▸ **ASSIGNMENT**
Your result should be the lines holding the word "here", copied from the entries below.

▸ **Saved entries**
*** Block opens ***
PR #776, opened 2023-10-04
Solution

Andrii-Silenko:


app/main.py
```diff
@@ -1,3 +1,55 @@
...
+
+    def __le__(self, other: Distance | int | float) -> bool:
+        if isinstance(other, Distance):
+            return self.km <= other.km
+        return self.km <= other
+
+    def __ge__(self, other: Distance | int | float) -> bool:
+        if isinstance(other, Distance):
+            return self.km >= other.km
+        return self.km >= other
```
LiudmylaKulinchenko, line 55: try to rewrite these two methods in one line each. Use previously created magic methods
Hint: <= is the same as not >

LiudmylaKulinchenko (changes requested):

app/main.py
```diff
@@ -1,3 +1,51 @@
...
+            return self.km > other.km
+        return self.km > other
+
+    def __eq__(self, other: Distance | int | float) -> bool:
+        if isinstance(other, Distance):
+            return self.km == other.km
+        return self.km == other
+
+    def __le__(self, other: Distance | int | float) -> bool:
+        return not self.__gt__(other)
```

LiudmylaKulinchenko (changes requested):

app/main.py
Andrii-Silenko: ok, will try to rewrite

LiudmylaKulinchenko (approved):
Great! ✨🌺

PR #777, opened 2023-10-04
Solution

Lyutillis:


OlehShumov (approved):

app/main.py
```diff
@@ -1,3 +1,62 @@
+from typing import Union
+
+
 class Distance:
-    # Write your code here
-    pass
+
+    def __init__(self, km: Union[int, float]) -> None:
```
fsocie7y, line 6: u can use | instead of Union

fsocie7y: in all cases)

app/main.py
```diff
@@ -1,3 +1,62 @@
...
+        self.km = km
+
+    def __str__(self) -> str:
+        return f"Distance: {self.km} kilometers."
+
+    def __repr__(self) -> str:
+        return f"Distance(km={self.km})"
+
+    def __add__(self, other: Union[int, float, "Distance"]) -> "Distance":
```
fsocie7y, line 15: dont use quotes in type annotations
in each other too

app/main.py
```diff
@@ -1,3 +1,62 @@
...
+        if isinstance(other, Distance):
+            return Distance(self.km + other.km)
+        else:
```
fsocie7y, line 18: u can do case like this without else

app/main.py
```diff
@@ -1,3 +1,62 @@
...
+        if isinstance(other, Distance):
+            return self.km <= other.km
+        else:
+            return self.km <= other
+
+    def __ge__(self, other: Union[int, float, "Distance"]) -> bool:
+        if isinstance(other, Distance):
+            return self.km >= other.km
+        else:
+            return self.km >= other
```
Hint: <= is the same as not >

fsocie7y (changes requested):

app/main.py
```diff
@@ -1,3 +1,59 @@
...
+        if isinstance(other, Distance):
+            return self.km > other.km
+        else:
+            return self.km > other
+
+    def __eq__(self, other: int | float | Distance) -> bool:
+        if isinstance(other, Distance):
+            return self.km == other.km
+        else:
+            return self.km == other
```
fsocie7y, line 49: here u also can avoid else statement

app/main.py
```diff
@@ -1,3 +1,59 @@
...
+
+    def __le__(self, other: int | float | Distance) -> bool:
+        return not self > other
+        if isinstance(other, Distance):
+            return self.km <= other.km
+        else:
+            return self.km <= other
```
fsocie7y, line 56: rewrite this in the same way as __ge__ method

fsocie7y: after return u can remove redundant statements)

fsocie7y (changes requested):

fsocie7y (approved):
well done ^_^

PR #778, opened 2023-10-06
'Solution'

Tituha:


app/main.py
```diff
@@ -1,3 +1,61 @@
...
+    def __eq__(self, other: Distance | int | float) -> bool:
+        return self == other
+
+    @param_check
+    def __le__(self, other: Distance | int | float) -> bool:
+        return self <= other
+
+    @param_check
+    def __ge__(self, other: Distance | int | float) -> bool:
+        return self >= other
```
fsocie7y, line 61: try to rewrite these two methods. Use previously created magic methods
Hint: <= is the same as not >

app/main.py
```diff
@@ -1,3 +1,61 @@
...
+
+    def __repr__(self) -> str:
+        return f"Distance(km={self.km})"
+
+    @param_check
+    def __add__(self, other: Distance | int | float) -> Distance:
+        return Distance(self + other)
+
+    def __iadd__(self, other: Distance | int | float) -> Distance:
+        self.km = (self + other).km
```
fsocie7y, line 34: i think u need some check here)

fsocie7y (changes requested):

PR #780, opened 2023-10-06
Implemented py-distance-class

Aeros72:


app/main.py
```diff
@@ -1,3 +1,55 @@
...
+            return self.km > other.km
+        return self.km > other
+
+    def __eq__(self, other: Distance | float | int) -> bool:
+        if isinstance(other, Distance):
+            return self.km == other.km
+        return self.km == other
+
+    def __le__(self, other: Distance | float | int) -> bool:
+        if isinstance(other, Distance):
```
pavlejviki, line 48: Use previously created magic methods
<= is the same as not >

app/main.py
```diff
@@ -1,3 +1,55 @@
...
+            return self.km <= other.km
+        return self.km <= other
+
+    def __ge__(self, other: Distance | float | int) -> bool:
+        if isinstance(other, Distance):
```
pavlejviki, line 53: Use previously created magic methods

pavlejviki (changes requested):

pavlejviki (approved):
Good job!

PR #783, opened 2023-10-07
Solution Distance class

Oxbay:


app/main.py
```diff
@@ -1,3 +1,57 @@
...
+
+    def __le__(self, *args) -> bool:
+        if isinstance(*args, Distance):
+            return self.km <= args[0].km
+        return self.km <= args[0]
+
+    def __ge__(self, *args) -> bool:
+        if isinstance(*args, Distance):
+            return self.km >= args[0].km
+        return self.km >= args[0]
```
*** Block closes ***
▸ **ANSWER BOX**
-    # Write your code here
fsocie7y, line 49: here u also can avoid else statement
fsocie7y, line 34: i think u need some check here)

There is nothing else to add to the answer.